Immunofluorescent staining of mouse SMG sections further revealed distribution and localization of essential components involved in transcellular Ca2+ flux and providing evidence that TRPC3 was critical for this process. Interestingly, concomitant increases in Ca2+, calcium-binding proteins, Pi, and phosphatases in blebs form matrix vesicles with membranous cellular degradation products has been shown to result from cell disintegration frequently serves as the nidus of calcification42. These previous studies are consistent with our data where increase in apoptosis was observed in TRPC3 KO mice. Moreover, the ER is sensitive to alterations in homeostasis from a variety of different stimuli, including perturbation of calcium homeostasis and CCAAT-enhancer-binding protein homologous protein (CHOP) has been a classical marker for apoptosis43. Interesting, increase in CHOP expression, along with increased Bax/Bcl2 ratio was observed in TRPC3 KO mice salivary glands. CHOP, a transcription factor induced under ER stress, has been reported to be involved in ER stress-induced apoptosis by reducing the expression of Bcl-244. Indeed, CHOP-deficiency causes resistance to ER stress-induced cell death both in vitro and in vivo45. Caspase-12 is also known to be essential for this ER stress-induced apoptosis, which was also increased in TRPC3 mice46. Together, these results suggest that loss of TRPC3 induces salivary gland cell death, which can contribute to stone formation.

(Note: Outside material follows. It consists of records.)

PR #570, opened 2020-04-09
Use a pull model to withdraw deposit ETH balances

### LINKED ISSUE #551: Secure payments from bad recipient behavior
There are several cases where a third party is the recipient of an ETH payment from tBTC:
- Liquidation sends the appropriate amount of seized bonds to the liquidation auction winner, and potentially returns the leftover bond to the liquidation initiator, and possibly to the signers.
- Fraud liquidation during redemption immediately sends the redeemer the seized bonds from the signing group.
- Signing group fraud during funding sends the funder the seized bonds from the signing group.
- Signing group setup failure refunds the funder for the deposit opening fee and potentially returns leftover bond to the signers.
- Successful redemption returns leftover bond to the signers.

In all these cases, it's important that a misconfigured or malicious contract on the receiving side cannot prevent the system from completing the action it is executing.

There are two approaches here: additional bookkeeping and allowing relevant parties to *withdraw* their due amounts, or securing the outbound transfers so that they cannot break the remainder of the transaction.

NicholasDotSol:
Push models introduce security and stability concerns, a pull model allows for better security, as well as more flexibility and freedom to third-party contract fallbacks given `.call.value()`'s gas-forwarding.

- Accumulated Eth balance can only be withdrawn after the contract reaches an end-state.

Closes #551.

### DIFF
--- a/solidity/contracts/deposit/DepositFunding.sol
+++ b/solidity/contracts/deposit/DepositFunding.sol
@@ -163,7 +163,7 @@ library DepositFunding {
         require(_isFraud, "Signature is not fraudulent");
         _d.logFraudDuringSetup();
 
-        // allow deposit owner to withdraw sized bonds after contract termination;
+        // Allow deposit owner to withdraw seized bonds after contract termination.
         uint256 _seized = _d.seizeSignerBonds();
         _d.enableWithdrawal(_d.depositOwner(), _seized);
 
--- a/solidity/contracts/deposit/DepositFunding.sol
+++ b/solidity/contracts/deposit/DepositFunding.sol
@@ -78,13 +78,6 @@ library DepositFunding {
         return true;
     }
 
-    /// @notice     Seizes signer bonds and distributes them to the funder.
-    /// @dev        This is only called as part of funding fraud flow.
-    function distributeSignerBondsToFunder(DepositUtils.Deposit storage _d) internal {
-        uint256 _seized = _d.seizeSignerBonds();
-        _d.depositOwner().transfer(_seized);  // Transfer whole amount
-    }
-
     /// @notice     Anyone may notify the contract that signing group setup has timed out.
     /// @param  _d  Deposit storage pointer.
     function notifySignerSetupFailure(DepositUtils.Deposit storage _d) public {
@@ -98,7 +91,7 @@ library DepositFunding {
         uint256 _seized = _d.seizeSignerBonds();
 
         /* solium-disable-next-line security/no-send */
-        _d.depositOwner().send(_d.keepSetupFee);
+        _d.enableWithdrawal(_d.depositOwner(), _d.keepSetupFee);
         _d.pushFundsToKeepGroup(_seized.sub(_d.keepSetupFee));
 
         _d.setFailedSetup();
@@ -169,7 +162,11 @@ library DepositFunding {
         bool _isFraud = _d.submitSignatureFraud(_v, _r, _s, _signedDigest, _preimage);
         require(_isFraud, "Signature is not fraudulent");
         _d.logFraudDuringSetup();
-        distributeSignerBondsToFunder(_d);
+
+        // allow deposit owner to withdraw sized bonds after contract termination;
+        uint256 _seized = _d.seizeSignerBonds();
+        _d.enableWithdrawal(_d.depositOwner(), _seized);
+
         fundingFraudTeardown(_d);
         _d.setFailedSetup();
         _d.logSetupFailed();
--- a/solidity/contracts/deposit/DepositLiquidation.sol
+++ b/solidity/contracts/deposit/DepositLiquidation.sol
@@ -179,8 +179,8 @@ library DepositLiquidation {
         }
 
         // Distribute funds to auction buyer
-        uint256 _valueToDistribute = _d.auctionValue();
-        _d.enableWithdrawal(msg.sender, _valueToDistribute);
+        uint256 valueToDistribute = _d.auctionValue();
+        _d.enableWithdrawal(msg.sender, valueToDistribute);
 
         // Send any TBTC left to the Fee Rebate Token holder
         _d.distributeFeeRebate();
@@ -195,8 +195,8 @@ library DepositLiquidation {
         if (initiator == address(0)){
             initiator = address(0xdead);
         }
-        if (contractEthBalance > _valueToDistribute) {
-            uint256 remainingUnallocated = contractEthBalance.sub(_valueToDistribute);
+        if (contractEthBalance > valueToDistribute) {
+            uint256 remainingUnallocated = contractEthBalance.sub(valueToDistribute);
             if (_wasFraud) {
                 _d.enableWithdrawal(initiator, remainingUnallocated);
             } else {
--- a/solidity/contracts/deposit/DepositLiquidation.sol
+++ b/solidity/contracts/deposit/DepositLiquidation.sol
@@ -195,7 +195,7 @@ library DepositLiquidation {
         if (initiator == address(0)){
             initiator = address(0xdead);
         }
-        if (contractEthBalance > valueToDistribute) {
+        if (contractEthBalance > valueToDistribute + 1) {
             uint256 remainingUnallocated = contractEthBalance.sub(valueToDistribute);
             if (_wasFraud) {
                 _d.enableWithdrawal(initiator, remainingUnallocated);
--- a/solidity/contracts/deposit/DepositLiquidation.sol
+++ b/solidity/contracts/deposit/DepositLiquidation.sol
@@ -74,7 +74,7 @@ library DepositLiquidation {
         if (_d.auctionTBTCAmount() == 0) {
             // we came from the redemption flow
             _d.setLiquidated();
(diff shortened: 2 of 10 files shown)


solidity/contracts/deposit/DepositFunding.sol
```diff
@@ -169,7 +162,11 @@ library DepositFunding {
         bool _isFraud = _d.submitSignatureFraud(_v, _r, _s, _signedDigest, _preimage);
         require(_isFraud, "Signature is not fraudulent");
         _d.logFraudDuringSetup();
-        distributeSignerBondsToFunder(_d);
+
+        // allow deposit owner to withdraw sized bonds after contract termination;
```
Shadowfiend, line 166: Seized? Guessing this is meant to be capitalized + end with a period as well <_<

solidity/contracts/deposit/DepositLiquidation.sol
```diff
@@ -195,16 +195,15 @@ library DepositLiquidation {
         if (initiator == address(0)){
             initiator = address(0xdead);
         }
-        if (contractEthBalance > 1) {
+        if (contractEthBalance > valueToDistribute) {
```
Shadowfiend, line 198: + 1?

solidity/contracts/deposit/DepositUtils.sol
```diff
@@ -66,6 +66,9 @@ library DepositUtils {
         uint256 fundedAt; // timestamp when funding proof was received
         bytes utxoOutpoint;  // the 36-byte outpoint of the custodied UTXO
 
+        /// @notice Map of ETH balances an address can withdraw after contract reaches ends-state.
```
Shadowfiend, line 69: Why a `@notice` here when we don't do it anywhere else?

solidity/contracts/deposit/DepositUtils.sol
```diff
@@ -396,6 +399,34 @@ library DepositUtils {
         return _postCallBalance.sub(_preCallBalance);
     }
 
+    /// @notice     Adds a given amount to an addresses withdrawal allowance.
```
Shadowfiend, line 402: I would rephrase “Adds a given amount to the withdrawal allowance for the address.” to avoid the awkward address possessive here…

solidity/contracts/deposit/DepositUtils.sol
```diff
@@ -396,6 +399,34 @@ library DepositUtils {
...
+
+        // zero-out to prevent reentrancy
+        _d.withdrawalAllowances[msg.sender] = 0;
+
+        /* solium-disable-next-line security/no-call-value */
+        msg.sender.call.value(available)("");
+    }
+
+    /// @notice     Get the caller's withdraw allowance.
+    /// @return     The caller's withdrawable allowance in wei.
```
Shadowfiend, line 425: We're back-and-forthing between “withdraw allowance” and “withdrawable allowance”. I'm fine with “withdraw allowance”, but let's use it everywhere.

solidity/test/DepositFundingTest.js
```diff
@@ -218,16 +218,15 @@ describe("DepositFunding", async function() {
...
       const signingGroupRequestedAt = await testDeposit.getSigningGroupRequestedAt.call()
-      const finalFunderBalance = await web3.eth.getBalance(owner)
 
-      expect(
-        new BN(finalFunderBalance).sub(new BN(initialFunderBalance)),
-      ).to.eq.BN(openKeepFee)
+      const withdrawable = await testDeposit.getWithdrawAllowance.call({
+        from: owner,
+      })
+      expect(withdrawable).to.eq.BN(new BN(openKeepFee))
```
Shadowfiend, line 229: This is kind of nice. Can we also assert that the deposit balance is equal to this amount?

solidity/test/DepositLiquidationTest.js
```diff
@@ -163,23 +163,25 @@ describe("DepositLiquidation", async function() {
...
+        from: buyer,
+      })
 
-      expect(
-        new BN(finalBalance),
-        "buyer balance should increase",
-      ).to.be.gte.BN(initialBalance)
+      expect(withdrawable, "buyer should have a withdrawable balance").to.eq.BN(
+        auctionValue,
+      )
```
Shadowfiend, line 184: Ditto here on asserting the deposit has this amount in escrow.

solidity/test/DepositLiquidationTest.js
```diff
@@ -203,24 +202,22 @@ describe("DepositLiquidation", async function() {
...
 
       const totalReward = (value * (100 - basePercentage)) / 100
       const split = totalReward / 2
 
-      expect(new BN(split)).to.eq.BN(initiatorBalanceDiff)
+      const withdrawable = await testDeposit.getWithdrawAllowance.call({
+        from: liquidationInitiator,
+      })
+
+      expect(new BN(split)).to.eq.BN(withdrawable)
```
Shadowfiend, line 220: \+ again for the deposit balance check.

solidity/test/DepositLiquidationTest.js
```diff
@@ -246,24 +240,22 @@ describe("DepositLiquidation", async function() {
...
-      const initiatorBalanceDiff = new BN(finalInitiatorBalance).sub(
-        new BN(initialInitiatorBalance),
-      )
       const signerBalanceDiff = new BN(finalSignerBalance).sub(
         new BN(initialSignerBalance),
       )
 
+      const withdrawable = await testDeposit.getWithdrawAllowance.call({
+        from: liquidationInitiator,
+      })
```
Shadowfiend, line 253: Uno mas on the deposit balance check.

solidity/test/DepositUtilsTest.js
```diff
@@ -641,6 +642,71 @@ describe("DepositUtils", async function() {
...
+
+    it("correctly adds value to withdrawalAllowances", async () => {
+      const value = new BN(10000)
+      const beneficiary = accounts[1]
+
+      await testDeposit.enableWithdrawal(accounts[1], value)
+
+      const withdrawable = await testDeposit.getWithdrawAllowance.call({
+        from: beneficiary,
+      })
```
Shadowfiend, line 662: We should probably assert this is 0 before the `enableWithdrawal` call.

solidity/test/DepositUtilsTest.js
```diff
@@ -641,6 +642,71 @@ describe("DepositUtils", async function() {
...
+  describe("withdrawFunds()", async () => {
+    beforeEach(async () => {
+      await createSnapshot()
+    })
+
+    afterEach(async () => {
+      await restoreSnapshot()
+    })
+
+    it("Correctly withdraws withdrawable balance at end-state", async () => {
```
Shadowfiend, line 677: We should make this test check every state that is an end-state, and make the next test check every state that isn't.

Also, as far as I know we don't capitalize our “it” strings. You should consider these the end of a sentence that follows from previous `describe`s (e.g. `DepositUtils withdrawFunds() correctly withdraws withdrawable balance at end-state`).

solidity/test/DepositUtilsTest.js
```diff
@@ -641,6 +642,71 @@ describe("DepositUtils", async function() {
...
+      await testDeposit.enableWithdrawal(beneficiary, value)
+      await testDeposit.withdrawFunds({from: beneficiary})
+
+      const withdrawable = await testDeposit.getWithdrawAllowance.call({
+        from: beneficiary,
+      })
+      const finalBalance = await web3.eth.getBalance(beneficiary)
+
+      expect(withdrawable).to.eq.BN(0)
+      expect(finalBalance).to.gt.BN(initialBalance)
```
Shadowfiend, line 693: Just because the final balance is > initial balance, doesn't mean we succeeded, right? We need to make sure we withdraw initial balance + the value enabled for withdrawal.

solidity/contracts/deposit/DepositUtils.sol
NicholasDotSol: we do it in `approvedDigests` mapping right below. We can in-line both instead

Shadowfiend: I'm down either way---if this results in proper API doc JSON that's fine, though we should use `@dev` rather than `@notice` given I don't think we expect users to directly interact with the mapping.

solidity/contracts/deposit/DepositLiquidation.sol
NicholasDotSol: derp, brain glitched on this, thought about it too... nice catch

solidity/test/DepositFundingTest.js
NicholasDotSol: Yeah that would be good

solidity/test/DepositLiquidationTest.js
NicholasDotSol: In this case, we need `contractBalance = purchesedBond + remainder / 2` since we're not in fraud.

solidity/test/DepositUtilsTest.js
NicholasDotSol: That's right, I got lazy accounting for the gas cost since we're calling from `beneficiary`. Meant to fix this

Issue #553, opened 2020-04-04
Investigate cleaner way of identifying signer fraud liquidation redemption origin


Shadowfiend:
ConsenSys Diligence noted that this:

https://github.com/keep-network/tbtc/blob/5f7f05729c7670174fdd0e5d819b1926e7d06045/solidity/contracts/deposit/DepositLiquidation.sol#L74-L80

Is not an ideal way of deriving the prior state of the deposit. Let's investigate if there's a cleaner approach rooted in the deposit's actual state.

Shadowfiend:
Can we just check for `inRedemption` here?

Issue #319, opened 2019-10-09
Test liquidation flows


liamzebedee:
Liquidation flows located in `startSignerAbortLiquidation` (timeouts) and `startSignerFraudLiquidation` (stolen bonds/tbtc) are not thoroughly tested yet. 

Right now we have two types of liquidation - (1) auction and (2) on-chain using Uniswap. The liquidation flows should test that ETH/TBTC is properly refunded to the relevant actors in the system. 

We must also consider whether the liquidation comes from non-redemption (usual operation) or redemption (redeeming tbtc for btc). It may be wise to refactor some code in DepositLiquidation to make this simpler.
 
I previously implemented [some code](https://github.com/keep-network/tbtc/blob/test-liquidation-flows/implementation/test/DepositLiquidationTest.js#L686) for testing onchain liquidation, which might be helpful.

Shadowfiend:
These are generally taken care of at this point, both with state tests and with targeted tests @NicholasDotSol wrote.

PR #573, opened 2020-04-10
Liquidation-entry refactor

NicholasDotSol:
- `startSignerFraudLiquidatoin` and `StartSignerAbortLiquidation` have been consolidated to a single `startLiquidation` method. a boolean is passed to  differentiate between abort and fraud.

- if coming from redemption, always `setLiquidated` and make the signer bonds redeemer-withdrawable. Check the deposit state directly rather than relying on `redeemerAddress` being set to determine if we're coming from the liquidation flow.

closes: #553 

draft untill: 
- ~~ensure redeemable state `startLiquidation` path doesn't introduce any holes~~ -> moved to #319 .

### DIFF
--- a/solidity/contracts/deposit/DepositLiquidation.sol
+++ b/solidity/contracts/deposit/DepositLiquidation.sol
@@ -61,42 +61,37 @@ library DepositLiquidation {
         return (_bondValue.mul(100).div(_lotValue));
     }
 
-    /// @notice         Starts signer liquidation due to fraud.
-    /// @dev            Liquidation is done by auction.
-    /// @param  _d      Deposit storage pointer.
-    function startSignerFraudLiquidation(DepositUtils.Deposit storage _d) internal {
-        _d.logStartedLiquidation(true);
+    /// @notice           Starts signer liquidation due to abort, undercollateralization, or fraud
+    /// @dev              Liquidation is done by auction.
+    /// @param _wasFraud  Boolean checking liquidation cause. True if fraud, false otherwise.
+    /// @param _d         Deposit storage pointer.
+    function startLiquidation(DepositUtils.Deposit storage _d, bool _wasFraud) internal {
+        _d.logStartedLiquidation(_wasFraud);
 
-        // Reclaim used state for gas savings
-        _d.redemptionTeardown();
         uint256 _seized = _d.seizeSignerBonds();
 
-        if (_d.auctionTBTCAmount() == 0) {
-            // we came from the redemption flow
+        // if we come from the redemption flow we shouldn't go to auction.
+        // Instead give the signer bonds to redeemer
+        if (_d.inRedemption()) {
             _d.setLiquidated();
             _d.enableWithdrawal(_d.redeemerAddress, _seized);
             _d.logLiquidated();
+            // Reclaim used state for gas savings
+            _d.redemptionTeardown();
             return;
         }
 
-        _d.liquidationInitiator = msg.sender;
-        _d.liquidationInitiated = block.timestamp;  // Store the timestamp for auction
-
-        _d.setFraudLiquidationInProgress();
-    }
-
-    /// @notice         Starts signer liquidation due to abort or undercollateralization.
-    /// @dev            Liquidation is done by auction.
-    /// @param  _d      Deposit storage pointer.
-    function startSignerAbortLiquidation(DepositUtils.Deposit storage _d) internal {
-        _d.logStartedLiquidation(false);
         // Reclaim used state for gas savings
         _d.redemptionTeardown();
-        _d.seizeSignerBonds();
-
-        _d.liquidationInitiated = block.timestamp;  // Store the timestamp for auction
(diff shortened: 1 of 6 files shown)


solidity/contracts/deposit/DepositLiquidation.sol
```diff
@@ -61,42 +61,37 @@ library DepositLiquidation {
         return (_bondValue.mul(100).div(_lotValue));
     }
 
-    /// @notice         Starts signer liquidation due to fraud.
-    /// @dev            Liquidation is done by auction.
-    /// @param  _d      Deposit storage pointer.
-    function startSignerFraudLiquidation(DepositUtils.Deposit storage _d) internal {
-        _d.logStartedLiquidation(true);
+    /// @notice           Starts signer liquidation due to abort, undercollateralization, or fraud
```
Shadowfiend, line 64: How about something like “Starts signer liquidation by seizing signer bonds. If the deposit is currently being redeemed, the redeemer receives the full bond value; otherwise, a falling price auction begins to buy 1 TBTC in exchange for a portion of the seized bonds; see purchaseSignerBondsAtAuction.”

Since this is internal, I think the whole thing can be `@dev`.

solidity/contracts/deposit/DepositLiquidation.sol
```diff
@@ -61,42 +61,37 @@ library DepositLiquidation {
...
+    /// @dev              Liquidation is done by auction.
+    /// @param _wasFraud  Boolean checking liquidation cause. True if fraud, false otherwise.
```
Shadowfiend, line 66: I think this could be more clearly stated as “True if liquidation is being started due to fraud, false if for any other reason.”

solidity/contracts/deposit/DepositLiquidation.sol
```diff
@@ -61,42 +61,37 @@ library DepositLiquidation {
...
-        if (_d.auctionTBTCAmount() == 0) {
-            // we came from the redemption flow
+        // if we come from the redemption flow we shouldn't go to auction.
+        // Instead give the signer bonds to redeemer
+        if (_d.inRedemption()) {
             _d.setLiquidated();
             _d.enableWithdrawal(_d.redeemerAddress, _seized);
             _d.logLiquidated();
+            // Reclaim used state for gas savings
+            _d.redemptionTeardown();
```
Shadowfiend, line 80: We can still do this once alongside the bond seizure, right? `redemptionTeardown` doesn't change the deposit state, so the `_d.inRedemption()` check should still work.

solidity/contracts/deposit/DepositUtils.sol
```diff
@@ -367,11 +356,11 @@ library DepositUtils {
     /// @notice     Deletes state after termination of redemption process.
     /// @dev        We keep around the redeemer address so we can pay them out.
     function redemptionTeardown(Deposit storage _d) public {
-        // don't 0 redeemerAddress because we use it to calculate auctionTBTCAmount
         _d.redeemerOutputScript = "";
         _d.initialRedemptionFee = 0;
         _d.withdrawalRequestTime = 0;
         _d.lastRequestedDigest = bytes32(0);
+        _d.redeemerAddress = address(0);
```
Shadowfiend, line 363: This affects my sinister plan above. I kind of like keeping the redeemer address as part of the final state of a deposit though… It means a closed deposit knows its original lot size, its final owner, and its redeemer. Feels clean somehow? Though I realize this may make the final tx cheaper 🤔

Shadowfiend: It also feels like cleaning this up could inadvertently break some stuff that isn't worth spending time on fixing…

solidity/contracts/deposit/DepositLiquidation.sol
NicholasDotSol: `redemptionTeardown()` zeroes out `redeemerAddress`
This is new, I just added it to claim more state back.

NicholasDotSol: I just saw comment below...

solidity/contracts/deposit/DepositUtils.sol
NicholasDotSol: I'd rather save the gas than have a redeemer value in storage. 

> It also feels like cleaning this up could inadvertently break some stuff that isn't worth spending time on fixing…

when we reclaim this state we are always wrapping up. as long as the state is reclaimed after its last use there should be no problem

Shadowfiend: We're also assuming the gas saved will be saved, since there's a limit to how much gets refunded via state release. The transactions that do this aren't super expensive.

NicholasDotSol: that's a fair point, but we're definitely not reaching the cap for functions like `provideRedemptionProof`. We'll surely see the refund there

PR #576, opened 2020-04-13
Inter-medi[anizer]-ary: Add intermediary authorized medianizer access contract for Ropsten

Shadowfiend:
So that new system deployments don't require new contract authorizations
on the Maker side, an intermediate medianizer has already been deployed
to Ropsten for Maker to authorize. It is designed to have an updatable
reference to the Maker medianizer, and pass through reads to that
instance.

The already-deployed address is added to the externals file, while the
code is checked in to the price-feed directory, but not migrated as part
of the system migrations.

-------

Still needed here:
- [x] ~~Merging #545~~ Rebase onto #545.
- ~~Rebasing this against the resulting `master` and aligning externals hookup.~~


solidity/contracts/price-feed/IntermediaryMedianizer.sol
```diff
@@ -0,0 +1,32 @@
...
+
+    constructor(IMedianizer realMedianizer) public {
+        _realMedianizer = realMedianizer;
+    }
+
+    function getMedianizer() external view returns (IMedianizer) {
+        return _realMedianizer;
+    }
+
+    function read() external view returns (uint256) {
```
NicholasDotSol, line 25: we use the `peek` functions too, in order to check if the medialized is active

Shadowfiend: Well crap. That's going to require a new deployment. Wish we could just try/catch, but I guess that's for the land of Solidity 0.6.

Shadowfiend: Amended this as part of the rebase.

solidity/contracts/external/IMedianizer.sol
```diff
@@ -5,12 +5,12 @@ pragma solidity 0.5.17;
 interface IMedianizer {
     /// @notice Get the current price.
     /// @dev May revert if caller not whitelisted.
-    /// @return Price (USD) with 18 decimal places.
+    /// @return Designated price with 18 decimal places.
     function read() external view returns (uint256);
 
     /// @notice Get the current price and check if the price feed is active
     /// @dev May revert if caller not whitelisted.
     /// @return Price (USD) with 18 decimal places.
```
NicholasDotSol, line 13: `Price (USD) -> Designated price` like above?
` with 18 decimal places` is tris true for all maker medianizers?

Shadowfiend: It appears to be true for all of them, yes.

Issue #554, opened 2020-04-04
Align comments, TODOs, and spec with final system details


Shadowfiend:
There are currently a variety of TODOs, comments, and spec details that have drifted from the contracts as we've made final tweaks, updates, and addressed audit notes. Make sure these propagate through non-code artifacts.

Also see #293 .

mhluongo:
Closed by #645

PR #581, opened 2020-04-18
Parameter Finalization: Clear TODOs, set final parameter values

### LINKED ISSUE #555: Finalize system constants in code
The code currently features a few system constants that are not at their final value. Set these to their mainnet value and, if needed, adjust them in stub contracts for testing. See also #396 and #116.

Shadowfiend:
Other things:
- `TBTCDevelopmentConstants`, with 1 confirmation and the old min redemption fee. Deployed only for keep_dev and local, otherwise the standard constants are used. (That means 6 confirmations for Ropsten once this lands, heads up!)
- Put files where they belong (mostly constants now live in `system/`, and test files got moved to align with their non-test counterparts).

------

Missing:
- [x] A development shim with 1 confirmation instead of 6? At least want this for the internal testnet.

Closes #555. See #554.


Shadowfiend:
@liamzebedee @NicholasDotSol another small one here!

solidity/migrations/2_deploy_contracts.js
```diff
@@ -57,6 +58,11 @@ const all = [
 
 module.exports = (deployer, network, accounts) => {
   deployer.then(async () => {
+    if (network == "keep_dev" || network == "local") {
```
liamzebedee, line 61: Are you missing the "development" network? We've got it [here](https://github.com/keep-network/tbtc/blob/master/solidity/truffle-config.js#L52) in truffle-config.

solidity/migrations/2_deploy_contracts.js
```diff
@@ -57,6 +58,11 @@ const all = [
...
+      // For keep_dev and local, replace constants with testnet constants.
+      all[all.indexOf(TBTCConstants)] = TBTCDevelopmentConstants
```
liamzebedee, line 63: A little confused by what's happening here. 🤔

 - `deployer.link(library, destinations)` links a library to the destination contracts.
 - we deploy the `TBTCConstants` contract [below](https://github.com/keep-network/tbtc/blob/d4af3b25cc146971f1982a75cbd4388d76201e20/solidity/migrations/2_deploy_contracts.js#L80), and link it into the dependent contracts (eg. TBTCSystem). The TBTCConstants that is linked is the original, TBTCConstants?
 - You've (re)set TBTCConstants in the `all` array, which is the array of contracts with unresolved libraries/symbols.

solidity/migrations/2_deploy_contracts.js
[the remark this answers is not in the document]
Shadowfiend: Hmmm... I think this is a difference between here and one of our other projects. I’ll either rename that one local for consistency or change this to refer to development.

solidity/migrations/2_deploy_contracts.js
Shadowfiend: Hah. I missed the deployment line in the update 🤦‍♂️  will fix.

solidity/migrations/2_deploy_contracts.js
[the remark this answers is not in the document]
Shadowfiend: We do indeed use `local` in keep-ecdsa and keep-core both, but rather than disentangle this against truffle's preference for `development` as the default network I'm going to just tweak this conditional. More later.

solidity/migrations/2_deploy_contracts.js
```diff
@@ -57,6 +58,15 @@ const all = [
 
 module.exports = (deployer, network, accounts) => {
   deployer.then(async () => {
+    let constantsContract = TBTCConstants
+    if (network == "keep_dev" || network == "development") {
+      // For keep_dev and development, replace constants with testnet constants.
+      // Masquerade as TBTCConstants like a sinister fellow.
```
liamzebedee, line 64: 👻

liamzebedee: Still don't quite understand why we're adding it to the `all` array @Shadowfiend. AFAIK the *TBTCConstants library doesn't need anything linked into it.

Shadowfiend: I think I added this back when I misunderstood the reason for the issue that led me to hardcore the contract name here. I’ll see about pulling it back out.

PR #583, opened 2020-04-18
Escape Hatch: Add a way for owners of a funding-failed deposit to ask nicely for their UTXO(s) back

### LINKED ISSUE #550: "Whoops I misfunded, please return" function?
Overfunding is something we can't really prevent, nor can we incontrovertibly prevent a funder from constructing a funding transaction whose proof can't be processed. In the former case, the deposit represents an incorrect lot size, losing value for the funder, but the funder can immediately redeem the deposit. In the latter case, the funder's UTXO is forfeit in the system design.

The proposal here is to introduce a “please return my UTXO” call on the Deposit contract that is unenforced. It would take a receiver script and immediately close the deposit and return signer bonds, but honest signers would ideally sign and broadcast a signed transaction to return the bad funding UTXO to the given script. The system would provide *no* guarantee of such, however, and for all intents and purposes this would be treated as a funding failure.

Shadowfiend:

We further evaluated as to why cell death was observed. Importantly, previous studies have shown that pathological calcification and chronic inflammation induces an immune response to injury in which tissue damage triggers an inflammatory response followed by collagen breakdown and further calcification driving disease progression15,47. Additionally, evidence shows that calcium-containing crystals can provoke inflammation by triggering the secretion of inflammatory cytokines48. Published data on physiological calcification are compared with findings in various dystrophic calcinoses. These findings led to the conclusion that apoptosis most likely underlies the mechanism of both physiological and pathological calcifications42. Indeed, human SMG stones are shown to be associated with inflammation, fibrosis, and microcalcifications in the surrounding tissues12. However, the mechanism underlying tissue degeneration leading to calcification is not fully known. Our data suggest that IL-1β-driven inflammation, that leads to the NLRP3 could be the possible mechanism that is activated upon the loss of TRPC3. Interestingly, crystal induced IL-6 activation was also observed in TRPC3 KO mice kidney cells9, suggesting a possible NF-κB–NLRP3–IL-1β pathway. Similarly, elevated IL-6 expression could be supported by our recent findings of ROS-induced activation IL-6 in human kidney cells48. Since CaP crystals can trigger the secretion of inflammatory cytokines which themselves are able to trigger the formation of calcifications, it is likely that there is a positive feedback loop between calcification and inflammation49.

While SMG calcification and stones co-exists, there is little information about the accompanying cell injury-repair process, apoptosis, and cell proliferation6. Fibrosis is primarily driven by inflammatory cytokines including the IL-1β and TGF-b150, which can influence apoptosis10,12. Moreover, fibrosis is a normal consequence of tissue injury and chronic inflammation and TGF-β1 is shown to stimulates the NLRP3 inflammasome51. Such process is thought to sense the disturbance of cellular homeostasis rather than directly recognizing a common motif present in its activators, and multiple cellular signals have been proposed to trigger its activation, including K+ efflux, Ca2+ signaling, mitochondrial dysfunction, and lysosomal rupture11. Fibrosis and inflammation in lung were also shown to be elicited via a Bax-dependent, Bid-activated Pathway52. These results are consistent with our data and taken together, these findings suggest that inflammation was more involved in SMG stone formation. Importantly, IL-6 is a known downstream target of IL-1β and is consistently increased in serum from patients with NLRP3 inflammasome-mediated conditions, elucidating the possible mechanism as how TRPC3 modulates the immune response that may be implied in salivary stone formation.